Solved – Zero inflated negative binomial in Stata

count-datanegative-binomial-distributionzero inflation

I'm trying to fit a negative binomial model on overdispersed count data with a large number of zeros. I have two questions:

1) How do I know that I have an 'excess' number of zeros, and that I should use zero inflated negative binomial?
*note: my outcome variable is number of disease cases by week (total 520 weeks), and the outcome is stratified by sex(male, female), age(categorical variable, n=4) and district (n=3), such that I have 24 possible categories of counts by week (I did that to be able to include individual predictors in the count model)

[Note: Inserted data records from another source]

PR #1484, opened 2023-07-18
Bump minimum support pycocotools version

adamjstewart:
pycocotools is failing to build in #1483. I want to investigate if this is broken in main and what the cause of the issue is.


adamjstewart:
This can't be a coincidence: https://pypi.org/project/Cython/#history

adamjstewart:
Pip does not provide a way to control the versions of build dependencies, so our only option is to change the minimum version of pycocotools we support.

calebrob6 (approved):

nilsleh (approved):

2) How do I know which variables I should include in the 'inflation model'? Should I just include all predictors?

Best Answer

The idea of zero-inflated models in not that there are a lot of zeros in the dependent variable. Rather it is the idea that there are two separate processes in the data which can lead to an observation of zero. In one process, the observations do not participate in the count process - so could never have observed outcomes $Y_i \ne 0$ (call this the zero-inflation process). In the other, the observations do participate in the count process, but have a count of zero. This, clearly, could lead to an excess of zeroes, since there are two distinct processes for observing a zero.

For example, suppose I am interested in the number of times students in a high school who qualify for free lunch actually eat the school lunch. There could be two reasons that a student would have an observation of zero. First, they could have never turned in the form for free lunch, and thus, although they qualify, are never observed eating a free lunch. These students may eat school lunch a lot, but pay for it, so are never observed to eat free school lunch. Basically, they are unable to participate in the count process. Second, a student may qualify, complete the form, and be able every day to get a free lunch. But they have a zero because they bring lunch from home every day. These types of students can participate in the count process, and so the reason they have an observation of zero is totally different from that first group. The first group's observations are zero and cannot be non-zero. In the second group, some are zero, but could have been non-zero. Suppose, further, that we know student are less likely to complete their free lunch form as they get older. Thus, grade level is a good predictor of "zero-inflation" in this case.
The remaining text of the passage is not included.